## What is required
Show every line of the data that includes the word "been".

[Saved data entries]
PR #2731, opened 2020-05-27
Guidelines for migrations to the cnd database

da-kami:
As discussed last week here is a first approach how we could deal with this.

* Consolidates all migrations related to the new db schema into one migration
* Adds a script that checks if a new migration is needed based on the git release tag. The script automatically set up a new version asking the dev for a name.


cnd/MIGRATIONS.md
```diff
@@ -0,0 +1,34 @@
+# Migrations in cnd
+
+## Context
+
+This README offers guidelines on how to manage database migrations in cnd.
+
+This document is motivated by the fact, that handling unnecessary migrations adds unnecessary complexity.
+Migrations are only relevant once a new version of cnd is released, because the prior motivation for migrations is ensuring downwards compatibility and tracking changes to achieve this compatibility.
```
tcharding, line 8: nit: I think you want 'backwards compatibility' :)

da-kami: Yes, thanks!

da-kami:
> Thanks for writing this up @da-kami !
> 
> Do you mind applying the current strategy right away to the current migrations?

Can do, it's the second point on the task-list in the description :)
I'll add to this PR until it's done.

@thomaseizinger could you handle the folder rename with timestamp for the automatic release process?

thomaseizinger:
> > Thanks for writing this up @da-kami !
> > Do you mind applying the current strategy right away to the current migrations?
> 
> Can do, it's the second point on the task-list in the description :)
> I'll add to this PR until it's done.

Excuse me for not properly reading your PR description!

> @thomaseizinger could you handle the folder rename with timestamp for the automatic release process?

Do we have to automate right away? I don't really have time unfortunately at the moment :(
Also, messing with the release action is cumbersome because the feedback loop is quite long.

Can we adapt the guidelines to maybe not require a change here?
I am thinking of simply dropping the `CURRENT` prefix and instead, have a separate file that tracks, which migrations have already been released. We could potentially write a script that uses `git` to check for the latest release tag and tells you whether or not the latest migration has been released.
If it has, you have to make a new one, otherwise you are free to modify the existing one.

Such check could even be part of CI.

da-kami:
> > > Thanks for writing this up @da-kami !
> > > Do you mind applying the current strategy right away to the current migrations?
> > 
> > 
> > Can do, it's the second point on the task-list in the description :)
> > I'll add to this PR until it's done.
> 
> Excuse me for not properly reading your PR description!
> 
> > @thomaseizinger could you handle the folder rename with timestamp for the automatic release process?
> 
> Do we have to automate right away? I don't really have time unfortunately at the moment :(
> Also, messing with the release action is cumbersome because the feedback loop is quite long.
> 
> Can we adapt the guidelines to maybe not require a change here?
> I am thinking of simply dropping the `CURRENT` prefix and instead, have a separate file that tracks, which migrations have already been released. We could potentially write a script that uses `git` to check for the latest release tag and tells you whether or not the latest migration has been released.
> If it has, you have to make a new one, otherwise you are free to modify the existing one.
> 
> Such check could even be part of CI.

Maybe @luckysori and me can just take care or it. I'd be a fan of handling this in the `draft-new-release` workflow rather than introducing another "extra" script.

da-kami:
After discussion with @thomaseizinger decision to use a script (triggering `Diesel CLI`) for handling the migrations locally, rather than integration into the github action. 

Working on the script now.

cnd/migrations.sh
```diff
@@ -0,0 +1,35 @@
+#!/bin/sh
+
+function navigate_to_last_folder() {
```
D4nte, line 3:
```suggestion
function navigate_to_first_folder() {
```
This navigates to the first folder by lexical order. I find the naming confusing.

da-kami: It is not the first, it's the last (using `tail`).
Maybe it can be done in a better way.

da-kami:
> Build failed:
> 
> * [build (ubuntu-latest)](https://github.com/comit-network/comit-rs/runs/752782670)

Note: Could not reproduce that one. I got the logs and Bob just gets a `404` from cnd. But I could not figure out how that would happen and could not reproduce it locally (neither on this branch, not on dev, nor on this branch rebased on dev).

cnd/migrations.sh
```diff
@@ -0,0 +1,35 @@
...
+
+# check if the commit yields any tags
+TAG_LIST=$(git tag --contains $LATEST_COMMIT)
+
+if [[ $TAG_LIST == *"${RELEASE_VERSION}"* ]]; then
+  echo "A new migration is needed, please enter a name for the new migration based on your planned changes:"
+  echo "Naming according to Diesel conventions, separating words with '_'."
+  read MIGRATION_NAME
+  cd $MIGRATIONS_FOLDER
+  cargo install diesel_cli --no-default-features --features sqlite
```
thomaseizinger, line 27: Might want to check whether `diesel` is already installed with:

```
which diesel || cargo install diesel_cli --no-default-features --features sqlite
```

da-kami: we can add this - I feel it does not hurt. it just says `already installed` if it already is.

## Result of this task
I am thinking of simply dropping the `CURRENT` prefix and instead, have a separate file that tracks, which migrations have already been released. We could potentially write a script that uses `git` to check for the latest release tag and tells you whether or not the latest migration has been released.
> I am thinking of simply dropping the `CURRENT` prefix and instead, have a separate file that tracks, which migrations have already been released. We could potentially write a script that uses `git` to check for the latest release tag and tells you whether or not the latest migration has been released.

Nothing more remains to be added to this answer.